Ted wrote:
I am not saying your wrong, because various effects might cancel out, but the stall warning indicators of this type do not measure directly the angle of attack, they rely on the position of the stagnation point, so I think there is more to it. Of course you would expect that the VGs have been thoroughly tested, in each installation, and the supplier has the answer.
Yes but the measurement of the stagnation point is a proxy for angle of attack. A VG just allows airflow to remain attached at a higher AoA.
Peter wrote:
It seems intuitively correct, but – if true – it would mean that the stall warner on every plane on which the flap setting is not taken into account would be usable only at one flap setting, which is clearly not the case since the vast majority of piston planes have just a microswitch with a piece of metal attached to it, with no flap position input.

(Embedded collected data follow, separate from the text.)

PR #233, opened 2020-06-30
Add ImageSizeCheck to the promoter

yodahekinsew:
We need to add an image size check to make sure that the promoter isn't promoting unnecessarily large images, since larger images can pose a security risk and are generally bad practice. Moved from PR #227.

### DIFF
--- a/lib/dockerregistry/checks.go
+++ b/lib/dockerregistry/checks.go
@@ -27,6 +27,18 @@ import (
 	"gopkg.in/src-d/go-git.v4/plumbing"
 )
 
+// MBToBytes converts a value from MiB to Bytes.
+func MBToBytes(value int) int {
+	const mbToBytesShift = 20
+	return value << mbToBytesShift
+}
+
+// BytesToMB converts a value from Bytes to MiB.
+func BytesToMB(value int) int {
+	const bytesToMBShift = 20
+	return value >> bytesToMBShift
+}
+
 func getGitShaFromEnv(envVar string) (plumbing.Hash, error) {
 	potenitalSHA := os.Getenv(envVar)
 	const gitShaLength = 40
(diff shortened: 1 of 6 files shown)


lib/dockerregistry/checks.go
```diff
@@ -164,3 +156,73 @@ func (check *ImageRemovalCheck) Compare(
...
+	imageSizes map[string]int,
+) string {
+	imageSizesStr := ""
+	imageNames := make([]string, 0)
+	for k := range imageSizes {
+		imageNames = append(imageNames, k)
+	}
+	const mbToByteShift = 20
+	sort.Strings(imageNames)
+	for i, imageName := range imageNames {
```
listx, line 184: It would be nicer to consume this data if each image was on its own separate line (assuming that humans will the main consumers of this message).

lib/dockerregistry/checks_test.go
```diff
@@ -168,3 +168,137 @@ func TestImageRemovalCheck(t *testing.T) {
...
+						image1,
+						image2,
+					},
+					SrcRegistry: &srcRC},
+			},
+			map[reg.Digest]int{
+				"sha256:000": 0,
+				"sha256:111": -5 << mbToByteShift,
+			},
+			fmt.Errorf("The following images had an invalid file size of 0" +
```
listx, line 284: It might be worth creating a custom error type. Here you're checking for the string representation of the error, which can get a bit unwieldy during comparisons because of how strings can be formatted. If you use a custom error type then you can compare the custom structs directly against each other.

lib/dockerregistry/checks.go
```diff
@@ -164,3 +156,73 @@ func (check *ImageRemovalCheck) Compare(
...
+
+func (check *ImageSizeCheck) joinImageSizesToString(
+	imageSizes map[string]int,
+) string {
+	imageSizesStr := ""
+	imageNames := make([]string, 0)
+	for k := range imageSizes {
+		imageNames = append(imageNames, k)
+	}
+	const mbToByteShift = 20
```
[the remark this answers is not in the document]
yodahekinsew: Done, the functions have been added in checks.go

lib/dockerregistry/checks.go
yodahekinsew: Done

lib/dockerregistry/checks_test.go
yodahekinsew: Done. I've added an ImageSizeError with an Error() function in checks.go

listx:
Thanks!

/lgtm
/approve

Issue #235, opened 2020-06-30
add a check against PRs that attempt add images with known vulnerabilities 


yodahekinsew:
Currently, none of the promoter’s checks check against known vulnerabilities that may exist in an image at the time of promotion. This means that the promoter may be pushing vulnerable images to production. The promoter should have a very high standard for the images that it pushes to production, since images that are pushed to production are never removed. So a vulnerability check needs to be added that makes sure new images are stable before being promoted.
(The design for this vulnerability check is written out [here](https://docs.google.com/document/d/1o50At7WoS2YUqvkYGUkVvtRsFzLdgC7kPvl9t2p7Ytg/edit#heading=h.oxbgr73uqhru).

- [x] Enable the Container Scanning API (and subsequently the Container Analysis API) for all image staging projects
- [x] Create a new service account and authenticate it with the "Container Analysis Occurrences Viewer" role for all staging projects
- [x] Create a new Kubernetes service account for the vulnerability check to authenticate with using Workload Identity
- [ ] Create new Prow job (pull-cip-vuln) to run the ImageVulnerabilityCheck (add ServiceAccountName field and --use-service-account flag) 
- [x] Add Container Analysis Service client library to the promoter
- [x] Add ImageVulnerabilityCheck implementation of the PreCheck interface
- [x] Using the ExecRequests framework, query vulnerability info for each new image to be promoted from CAS
- [x] Add unit tests for the ImageVulnerabilityCheck using stubbing

PR #236, opened 2020-07-07
WIP: add a vulnerability check for the promoter

yodahekinsew:
Adding a check against PRs that attempt to add images with known vulnerabilities (Issue #235). The vulnerability detection is handled using the Container Analysis Service.

### DIFF
--- a/cip.go
+++ b/cip.go
@@ -134,6 +134,10 @@ func main() {
 	if *maxImageSizePtr <= 0 {
 		*maxImageSizePtr = 2048
 	}
+	severityThresholdPtr := flag.Int(
+		"vuln-severity-threshold",
+		-1,
+		"Using this flag will cause the promoter to only run the vulnerability check. Found vulnerabilities at or above this threshold will result in the vulnerability check failing [severity levels beteen 0 and 5; 0 - UNSPECIFIED, 1 - MINIMAL, 2 - LOW, 3 - MEDIUM, 4 - HIGH, 5 - CRITICAL]")
 	flag.Parse()
 
 	if len(os.Args) == 1 {
@@ -280,7 +284,9 @@ func main() {
 		// Print version to make Prow logs more self-explanatory.
 		printVersion()
 
-		if *dryRunPtr {
+		if *severityThresholdPtr >= 0 {
+			klog.Info("********** START (VULN CHECK) **********")
+		} else if *dryRunPtr {
 			klog.Info("********** START (DRY RUN) **********")
 		} else {
 			klog.Info("********** START **********")
@@ -383,12 +389,25 @@ func main() {
 	if !ok {
 		klog.Exitln("encountered errors during edge filtering")
 	}
-	err = sc.Promote(promotionEdges, mkProducer, nil)
-	if err != nil {
-		klog.Exitln(err)
+
+	if *severityThresholdPtr >= 0 {
+		err = sc.RunChecks([]reg.PreCheck{
+			reg.MKImageVulnCheck(sc, promotionEdges,
+				*severityThresholdPtr, nil),
+		})
+		if err != nil {
+			klog.Exitln(err)
+		}
+	} else {
+		err = sc.Promote(promotionEdges, mkProducer, nil)
+		if err != nil {
+			klog.Exitln(err)
+		}
 	}
 
-	if *dryRunPtr {
+	if *severityThresholdPtr >= 0 {
+		klog.Info("********** FINISHED (VULN CHECK) **********")
+	} else if *dryRunPtr {
 		klog.Info("********** FINISHED (DRY RUN) **********")
 	} else {
 		klog.Info("********** FINISHED **********")
--- a/lib/dockerregistry/checks.go
+++ b/lib/dockerregistry/checks.go
@@ -17,14 +17,22 @@ limitations under the License.
 package inventory
 
 import (
+	"context"
 	"encoding/hex"
+	"encoding/json"
 	"fmt"
 	"os"
+	"path"
 	"sort"
 	"strings"
+	"sync"
 
+	containeranalysis "cloud.google.com/go/containeranalysis/apiv1"
+	"google.golang.org/api/iterator"
+	grafeaspb "google.golang.org/genproto/googleapis/grafeas/v1"
 	gogit "gopkg.in/src-d/go-git.v4"
 	"gopkg.in/src-d/go-git.v4/plumbing"
+	"sigs.k8s.io/k8s-container-image-promoter/lib/stream"
 )
 
 // MBToBytes converts a value from MiB to Bytes.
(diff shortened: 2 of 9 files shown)


lib/dockerregistry/checks_test.go
```diff
@@ -317,3 +320,60 @@ func TestImageSizeCheck(t *testing.T) {
 			fmt.Sprintf("checkError: test: %v (ImageSizeCheck)\n", test.name))
 	}
 }
+
+func TestImageVulnCheck(t *testing.T) {
+	mkPopulateRequestsFake := func(
+		vulnerabilities []*grafeaspb.VulnerabilityOccurrence,
```
listx, line 326: You should probably use a mapping instead of a flat list. That is, something like `map[Digest]*grafeaspb.VulnerabilityOccurrence`.

lib/dockerregistry/checks.go
```diff
@@ -245,3 +251,121 @@ func (check *ImageSizeCheck) Run() error {
...
+	return false
+}
+
+// GetVulnOccurrences gets all vulnerability Occurrences associated with the
+// image represented in the PromotionEdge.
+func GetVulnOccurrences(
+	edge PromotionEdge,
+) ([]*grafeaspb.Occurrence, error) {
+	// resourceURL := fmt.Sprintf("https://gcr.io/my-project/my-image")
+	resourceURL := string(edge.SrcRegistry.Name) +
```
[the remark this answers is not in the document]
yodahekinsew: done

lib/dockerregistry/checks.go
```diff
@@ -245,3 +251,121 @@ func (check *ImageSizeCheck) Run() error {
...
+	}
+	return false
+}
+
+// GetVulnOccurrences gets all vulnerability Occurrences associated with the
+// image represented in the PromotionEdge.
+func GetVulnOccurrences(
+	edge PromotionEdge,
+) ([]*grafeaspb.Occurrence, error) {
+	// resourceURL := fmt.Sprintf("https://gcr.io/my-project/my-image")
```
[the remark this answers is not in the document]
yodahekinsew: done

lib/dockerregistry/checks_test.go
yodahekinsew: I still think using Digest's wouldn't add anything to the tests. Each unit test is just running through the vulnerabilities for one image.

lib/dockerregistry/checks.go
```diff
@@ -245,3 +252,130 @@ func (check *ImageSizeCheck) Run() error {
...
+	newPullEdges map[PromotionEdge]interface{},
+	severityThreshold int,
+) *ImageVulnCheck {
+	var populateRequestsReal PopulateRequests = func(
+		sc *SyncContext,
+		reqs chan<- stream.ExternalRequest,
+		wg *sync.WaitGroup) {
+		for edge := range newPullEdges {
+			var req stream.ExternalRequest
+			req.RequestParams = edge
```
listx, line 269: This is missing the `req.StreamProducer = ...` pattern seen elsewhere in the codebase. For example, for ReadRegistries(), we use this pattern so that in TestReadRegistries(), we test the *same* ProcessRequest function in both the real and the fake version. This way, we can test more of the code in ReadRegistries().

The way you have it here, you test slightly different things in the real vs the fake, because your `processRequestReal` is not tested.

In other words, only the portion of the code that gets the occurrences (how occurrences are retrieved) should be faked. This is because in the real world, we have to retrieve info from another service (occurrences API). For the fake, we only fake this part (instead of talking to the API to get the occurrences, we just use the occurrences hardcoded in the test cases). Everything else should be the same, for both the real vs the fake.

yodahekinsew: yeah, that makes sense. I implemented this by just making a new ImageVulnProducer type

lib/dockerregistry/checks_test.go
```diff
@@ -317,3 +322,106 @@ func TestImageSizeCheck(t *testing.T) {
 			fmt.Sprintf("checkError: test: %v (ImageSizeCheck)\n", test.name))
 	}
 }
+
+func TestImageVulnCheck(t *testing.T) {
+	mkPopulateRequestsFake := func(
```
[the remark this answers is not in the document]
yodahekinsew: yup, comments have been added

lib/dockerregistry/checks.go
```diff
@@ -245,3 +252,130 @@ func (check *ImageSizeCheck) Run() error {
...
+
+// GetVulnOccurrences gets all vulnerability Occurrences associated with the
+// image represented in the PromotionEdge.
+func GetVulnOccurrences(
+	edge PromotionEdge,
+) ([]*grafeaspb.Occurrence, error) {
+	// resourceURL is of the form https://gcr.io/[projectID]/my-image
+	resourceURL := "https://" + path.Join(string(edge.SrcRegistry.Name),
+		string(edge.SrcImageTag.ImageName))
+	projectID := strings.Split(string(edge.SrcRegistry.Name), "/")[1]
```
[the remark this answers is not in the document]
yodahekinsew: done

cip.go
```diff
@@ -134,6 +134,14 @@ func main() {
 	if *maxImageSizePtr <= 0 {
 		*maxImageSizePtr = 2048
 	}
+	checkVulnPtr := flag.Bool(
+		"check-image-vuln",
+		false,
+		"Only perform the vulnerability check for the images to be promoted")
```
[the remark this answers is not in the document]
yodahekinsew: done

cip.go
```diff
@@ -134,6 +134,14 @@ func main() {
...
+	severityThresholdPtr := flag.Int(
+		"vuln-severity-threshold",
+		2,
+		"Found vulnerabilities at or above this threshold will result in the vulnerability check failing [severity levels beteen 0 and 5]")
```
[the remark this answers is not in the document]
yodahekinsew: done

cip.go
```diff
@@ -383,12 +389,24 @@ func main() {
 	if !ok {
 		klog.Exitln("encountered errors during edge filtering")
 	}
-	err = sc.Promote(promotionEdges, mkProducer, nil)
-	if err != nil {
-		klog.Exitln(err)
+
+	if *severityThresholdPtr != -1 {
```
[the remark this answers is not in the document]
yodahekinsew: Done

lib/dockerregistry/checks.go
```diff
@@ -245,3 +252,170 @@ func (check *ImageSizeCheck) Run() error {
...
+				SrcRegistry: edge.SrcRegistry,
+				SrcImageTag: edge.SrcImageTag,
+			}
+			// Only check the vulnerability for the source image if it
+			// hasn't been checked already since multiple promotion
+			// edges can contain the same source image
+			if _, found := check.PullEdges[srcImage]; found {
+				continue
+			}
+			check.PullEdges[srcImage] = nil
```
listx, line 292: You're mutating the check.PullEdges data structure while looping over it --- instead you should use a separate map.

lib/dockerregistry/checks.go
```diff
@@ -245,3 +252,170 @@ func (check *ImageSizeCheck) Run() error {
...
+		ctx := context.Background()
+
+		req := &grafeaspb.ListOccurrencesRequest{
+			Parent: fmt.Sprintf("projects/%s", projectID),
+			Filter: fmt.Sprintf("resourceUrl = %q kind = %q",
+				resourceURL, "VULNERABILITY"),
+		}
+
+		var occurrenceList []*grafeaspb.VulnerabilityOccurrence
+		it := client.GetGrafeasClient().ListOccurrences(ctx, req)
```
listx, line 407: You should probably run GetGrafeasClient() on the outside, in block 303 somewhere. No need to call GetGrafeasClient() for every request, I think.

lib/dockerregistry/checks_test.go
```diff
@@ -317,3 +318,113 @@ func TestImageSizeCheck(t *testing.T) {
...
 }
+
+// TestImageVulnCheck uses a fake populateRequests function and a fake
+// vulnerability producer. The fake vulnerability producer simply returns the
+// vulnerability occurrences that have been mapped to a given PromotionEdge in
+// order to simulate running the real check without having to make an api call
+// to the Container Analysis Service.
+func TestImageVulnCheck(t *testing.T) {
+	edge1 := reg.PromotionEdge{
+		Digest: "foo",
```
listx, line 329: Can you use `sha256:000` and `sha256:111` instead?

Please try to comply with existing convention in the codebase!

lib/dockerregistry/checks_test.go
```diff
@@ -317,3 +318,113 @@ func TestImageSizeCheck(t *testing.T) {
...
+						Severity: grafeaspb.Severity_HIGH,
+					},
+				},
+				"bar": {
+					{
+						Severity: grafeaspb.Severity_HIGH,
+					},
+				},
+			},
+			fmt.Errorf("Encountered an error while executing requests"),
```
listx, line 392: Is there any way to make these errors less vague?

I see that this error message is coming from ExecRequests... I think we can improve this without touching ExecRequests.

lib/dockerregistry/types.go
```diff
@@ -50,6 +51,20 @@ type ImageSizeError struct {
 	InvalidImages   map[string]int
 }
 
+// ImageVulnError contains ImageVulnCheck information on images that contain a
+// vulnerability with a severity level at or above the defined threshold.
+type ImageVulnError struct {
+	ImageName             ImageName
```
listx, line 57: This should also include the Digest, because a single ImageName is by definition ambiguous.

lib/dockerregistry/checks.go
yodahekinsew: yeah good call

lib/dockerregistry/checks.go
yodahekinsew: GetGrafeasClient() just gets a field variable that already exists in the client (similar to calling client.grafeasClient), no extra logic. Is there any need to create another variable to hold the field variable?

lib/dockerregistry/checks.go
```diff
@@ -245,3 +252,170 @@ func (check *ImageSizeCheck) Run() error {
...
 }
+
+// MKImageVulnCheck returns an instance of ImageVulnCheck which
+// checks against images that have known vulnerabilities.
+// nolint[funlen]
+func MKImageVulnCheck(
+	syncContext SyncContext,
+	newPullEdges map[PromotionEdge]interface{},
+	severityThreshold int,
+	customVulnProducer ImageVulnProducer,
```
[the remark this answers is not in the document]
yodahekinsew: what does this comment mean?

lib/dockerregistry/checks_test.go
yodahekinsew: Done

lib/dockerregistry/types.go
yodahekinsew: Done

lib/dockerregistry/checks_test.go
yodahekinsew: Done

yodahekinsew: Improving this error message actually makes it easier to test some edge cases. For example, making sure that if two promotion edges have the same src image, only one of those edges is actually tested for vulnerabilities

lib/dockerregistry/checks.go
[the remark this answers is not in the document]
listx: Please rename `customVulnProducer` with `imageVulnProducer`.

lib/dockerregistry/checks.go
listx: I was just thinking that you'd pass around not the client but the result of client.GetGrafeasClient(). No need to pass around 2 variables if you are only going to be using 1 of them.

But as we discussed offline, it's fine to keep this as-is, it's probably not a big deal. Up to you.

lib/dockerregistry/checks_test.go
```diff
@@ -317,3 +318,153 @@ func TestImageSizeCheck(t *testing.T) {
...
+				"sha256:111": {
+					{
+						Severity: grafeaspb.Severity_HIGH,
+					},
+					{
+						Severity: grafeaspb.Severity_CRITICAL,
+					},
+				},
+			},
+			fmt.Errorf("VulnerabilityCheck: The following vulnerable images were found: bar (2), foo (1)"),
```
listx, line 437: Can you make this error report each image and its digest (ideally, the FQIN)? And also show the vulnerability information as well (the entire thing we get from the API)?

In general, you never want to render a list of information on a single line. Imagine if there are 40 images with errors. You will force users to read a very long single line string. Not to mention, that would be a parsing nightmare if you wanted to use the output of this test to feed that into some automation downstream.

yodahekinsew: The ImageVulnError type should be verbose enough (it contains all of the vulnerability data) and is the error that will be written to the Prow job logs and what the users will ultimately see. The error that is returned from Run() is just information I'm using for testing. I updated it to have the FQIN but I don't see the benefit of putting the entire vulnerability json return from Container Analysis into the error if I'm just using it for testing. The FQIN on the other hand is actually important for testing purposes.

listx: That's fine, I just want to make sure that we are actually showing all the information that we are dealing with at *some* point in the process. If it doesn't surface here in this particular case, but does get surfaced elsewhere, that works too.

lib/dockerregistry/checks.go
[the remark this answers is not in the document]
listx: I think we went over this. Better to include the substring`fake` in there, right?

lib/dockerregistry/checks.go
```diff
@@ -245,3 +253,195 @@ func (check *ImageSizeCheck) Run() error {
...
+		reqs chan<- stream.ExternalRequest,
+		wg *sync.WaitGroup) {
+		srcImages := make(map[PromotionEdge]interface{})
+		for edge := range check.PullEdges {
+			srcImage := PromotionEdge{
+				SrcRegistry: edge.SrcRegistry,
+				SrcImageTag: edge.SrcImageTag,
+				Digest:      edge.Digest,
+			}
+			// Only check the vulnerability for the source image if it
```
listx, line 289: You should only be checking for the digest field. There can be multiple sources for the same digest (aka "redundant" promotions as discussed in your design doc IIRC).

lib/dockerregistry/checks.go
```diff
@@ -245,3 +253,195 @@ func (check *ImageSizeCheck) Run() error {
...
+								edge.Digest,
+								occ,
+							},
+						})
+						severeOccurrences++
+					}
+				}
+				if severeOccurrences > 0 {
+					vulnerableImages = append(vulnerableImages,
+						fmt.Sprintf("%v@%v [%v severe vulnerabilitie(s), %v total]",
```
listx, line 353: s/vulnerabilitie(s)/vulnerabilities

lib/dockerregistry/checks.go
yodahekinsew: done

lib/dockerregistry/checks.go
yodahekinsew: done

lib/dockerregistry/checks.go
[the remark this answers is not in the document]
yodahekinsew: Done

lib/dockerregistry/checks.go
```diff
@@ -245,3 +253,193 @@ func (check *ImageSizeCheck) Run() error {
...
+func (err ImageVulnError) Error() string {
+	vulnJSON, _ := json.MarshalIndent(err.Vulnerability, "", "  ")
+	return fmt.Sprintf("The image %v@%v contains the following "+
+		"vulnerability:\n%v",
+		err.ImageName, err.Digest, string(vulnJSON))
+}
+
+// CheckSeverity checks if a vulnerability is a high enough severity to fail
+// the ImageVulnCheck.
+func CheckSeverity(
```
listx, line 386: Because this function reduces down to a boolean check, I think a better name is`SevereOccurrence`. That way you can use language like `if SevereOccurrence(...) { ... }` in the codebase. WDYT?

lib/dockerregistry/checks.go
```diff
@@ -245,3 +253,193 @@ func (check *ImageSizeCheck) Run() error {
...
+			reqRes := RequestResult{Context: req}
+			errors := make(Errors, 0)
+			edge := req.RequestParams.(PromotionEdge)
+			occurrences, err := vulnProducer(edge)
+			if err != nil {
+				errors = append(errors, Error{
+					Context: "error getting vulnerabilities",
+					Error:   err})
+			}
+			if len(occurrences) > 0 {
```
listx, line 334: I don't think you need this boolean check, because the `for` loop will only run if occurrences > 0. Right?

lib/dockerregistry/checks.go
yodahekinsew: maybe IsSevereOccurrence so I can say if IsSevereOccurrence(...)

yodahekinsew: Done

lib/dockerregistry/checks.go
yodahekinsew: Done

listx:
Thanks!

/lgtm
/approve

Issue #237, opened 2020-07-13
drain WaitGroup in ExecRequests after processing the request 


yodahekinsew:
Currently, ExecRequests is meant to return an error if any of the requests it processes return an error. However, there is a bug where ExecRequests returns too early. ExecRequests returns after a WaitGroup has been drained (set to 0), but the WaitGroup is currently being drained before each request is fully finished being processed. This means that sometimes ExecRequests returns before finishing all requests. 

The error can simply be fixed by draining the WaitGroup whenever a request is fully finished being processed.

listx:
Fixed in #238.
/close

PR #238, opened 2020-07-13
moved WaitGroup drain to after request results processed

yodahekinsew:
In order to fix the current bug in ExecRequests (Issue #237), we can simply move the WaitGroup draining logic to after the request results are processed. So from now on, the WaitGroup is drained at the end of the ProcessRequest function if and only if the request results channel is not being filled. Also, for the logic to still work, the request results channel needs to be filled at the end of the function.

### DIFF
--- a/lib/dockerregistry/inventory.go
+++ b/lib/dockerregistry/inventory.go
@@ -1258,7 +1258,6 @@ func (sc *SyncContext) ReadRegistries(
 						Context: "getRegistryTagsWrapper",
 						Error:   err}}
 				requestResults <- reqRes
-				wg.Add(-1)
 
 				// Invalidate promotion conservatively for the subset of images
 				// that touch this network request. If we have trouble reading
@@ -1318,9 +1317,6 @@ func (sc *SyncContext) ReadRegistries(
 				mutex.Unlock()
 			}
 
-			reqRes.Errors = Errors{}
-			requestResults <- reqRes
-
 			// Process child repos.
 			if recurse {
 				for _, childRepoName := range tagsStruct.Children {
@@ -1353,7 +1349,8 @@ func (sc *SyncContext) ReadRegistries(
 			}
 			// When we're done processing this node (req), decrement the
 			// semaphore.
-			wg.Add(-1)
+			reqRes.Errors = Errors{}
+			requestResults <- reqRes
 		}
 	}
 	sc.ExecRequests(populateRequests, processRequest)
@@ -1433,8 +1430,6 @@ func (sc *SyncContext) ReadGCRManifestLists(
 						Context: "getGCRManifestListWrapper",
 						Error:   err}}
 				requestResults <- reqRes
-				wg.Add(-1)
-
 				continue
 			}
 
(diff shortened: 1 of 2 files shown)


listx:
Can you have a look at the test failures?

lib/dockerregistry/inventory.go
```diff
@@ -2503,18 +2495,11 @@ func (sc *SyncContext) ClearRepository(
 		for req := range reqs {
 			reqRes := RequestResult{Context: req}
 			jsons, errors := getJSONSFromProcess(req)
-			if len(errors) > 0 {
-				reqRes.Errors = errors
-				requestResults <- reqRes
-				// Don't skip over this request, because stderr here is ignorable.
-				// continue
-			}
```
yodahekinsew, line 2511: In this portion of code, we are filling the requestResults channel with the same error twice. Now that the WaitGroup drain logic (_wg.Add(-1)_) has been moved to the requestsResults processor, this means that the WaitGroup was getting drained twice for each request. So this code block had to be removed in order to fix issues with the e2e tests where the WaitGroup was at a negative state.

lib/dockerregistry/inventory.go
```diff
@@ -1353,7 +1349,8 @@ func (sc *SyncContext) ReadRegistries(
 			}
 			// When we're done processing this node (req), decrement the
 			// semaphore.
-			wg.Add(-1)
+			reqRes.Errors = Errors{}
```
listx, line 1352: Do we absolutely have to move this block from line 1321?

lib/dockerregistry/inventory.go
listx: I think I get what you're saying. Here's a rewording of it: This commit moves the semaphore reduction line to ExecRequests. If we do not remove this particular block of code, then it can be the case that we push 2x into requestResults, *for the same request*. This meant WaitGroup would subtract "1" 2x even though we only added "1" 1x (negative state). Did I get it right?

yodahekinsew: Yup, that's exactly right!

lib/dockerregistry/inventory.go
yodahekinsew: Yes, we do. This is because in that recurse code block (line 1321 in this pr) we are creating new requests and pushing them into the requests channel. However, you can imagine the scenario where we push a result into the requestsResults channel which results in the WaitGroup being drained to 0. As soon as the semaphore is drained, both the requests channel and the requestResults channel are closed. This causes a panic error because the recurse block is trying to push requests into a channel that has just been closed.

listx: Ah, that's right. I think the much simpler explanation is, because we moved the semaphore decrement to ExecRequests, we need to move the push into the requestResults channel to where the old semaphore decrement in *this* function *used to be*, which is the location here at line 1352 (clearly shown in the diff). Otherwise if we leave it as-is, then it's as if we are doing `wg.Add(1)` back up at line 1321, which is clearly wrong.

Thanks!

listx:
One final nit: Can you more or less append the description of this PR into your commit message body?

listx:
Thanks!

/lgtm
/approve

PR #239, opened 2020-07-13
Upgrade rules_docker so that it works with the latest bazel

justinsb:


listx:
Looks like the e2e test failed because it couldn't download the new rules?

```
WARNING: Download from https://github.com/bazelbuild/rules_pkg/releases/download/0.2.6/rules_pkg-0.2.6.tar.gz failed: class com.google.devtools.build.lib.bazel.repository.downloader.UnrecoverableHttpException GET returned 404 Not Found
```

I can't get it either when I try to curl it. 🤷

justinsb:
Thanks for checking @listx ... looks like this is because of https://github.com/bazelbuild/rules_pkg/issues/189  ... I'll fix!

justinsb:
/retest

I'm wondering if the failure comes when I run tests concurrently...

justinsb:
I'm guessing rules_tar or rules_docker changed the shas of the golden images

listx:
@justinsb You are correct! Closing this in favor of #250. Can you LGTM there?

PR #310, opened 2017-04-28
addition of "sampler assignment rules" system into MCMC

danielturek:
Introducing a new system for handling the assignment of MCMC sampling algorithms, called samplerAssignmentRules.  This provides flexible and modifiable control of how `configureMCMC()` chooses what samplers to assign to what nodes, which is controlled by ordered set of assignment rules.  The default set of rules is contained in system option `MCMCdefaultSamplerAssignmentRules`, which can be modified or restored.  The default behaviour is identical to previous.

Well the stall warner comes on at a margin above stall. If you have a big enough margin than it will come on for a clean stall as well I suppose.
The reason I ask is that the Vr has been reduced by ten knots, which is very valuable for Accelerate-Stop, but if I rotate at the Vr I get a stall warning.
I think there is a little bit more to it
https://ntrs.nasa.gov/archive/nasa/casi.ntrs.nasa.gov/19930083830.pdf
Doesn’t help Timothy though, or maybe it does.
Great article – local copy.
1952… shows how little changes.
Here are a few papers about Vortex Generators by Professor Rogers:
Professor Rogers Technical Flying
Go to Flight Test articles.
On the basis of my experience with two Cessna Skylarks and a Maule MX-7-180, the answer to your question is yes, if you want to take advantage of the MicroAero VGs to take off and land at lower airspeed (i.e. shorter), you may have to get used to the sound of your stall horn (or perhaps adjust it). I didn’t adjust mine, so in still conditions it serves as an audible approach speed indicator.
Otherwise, you can just fly exactly as you do now, but with a greater margin against departure from controlled flight and with a slightly greater tendency to “float” after you flare for landing – in which case all you have to do is to adjust your aiming point perhaps another 10-15 m short of the threshold.
Jacko wrote:
Otherwise, you can just fly exactly as you do now
This is the difference between locating the aircraft 15 or 60 mins from the owner’s home. I have to get that balanced field length down, and 77kts, as opposed to 87, is the way to go. I have to take advantage of the VGs, but would prefer not to hear the stall warner.
Timothy wrote:
I have to take advantage of the VGs, but would prefer not to hear the stall warner.
How does your stall warner operate? Is it adjustable or a fixed mechanical type?
Very interesting thread.
Thimothy, I’ve never flown a twin so forgive my question if it doesn’t make sense: I understand that on most twins there’s a speed (blue line) below which the airplane won’t be flyable if it looses its critical engine. Is that speed lowered by the VGs, or with a VR lower by 10kts, is there an increase in the period of time you spend in that vulnerable zone?
There are a few posts assuming that what happens behind the wing can’t affect what happens in the front. I don’t believe that’s correct. I have haven’t had to deal with Navier-Stokes equations for a long time, somewhat thankfully, but I’m still fairly confident that in a fluid (like air) things don’t work that way. The whole flow of air over and under the wing is a system which must be looked at in its entirety.
understand that on most twins there’s a speed (blue line) below which the airplane won’t be flyable if it looses its critical engine.
Not quite. The critical speed is the red line. You never get airborne slower than that. Blue line is about performance following an engine failure.
Rotate is invariably between the two.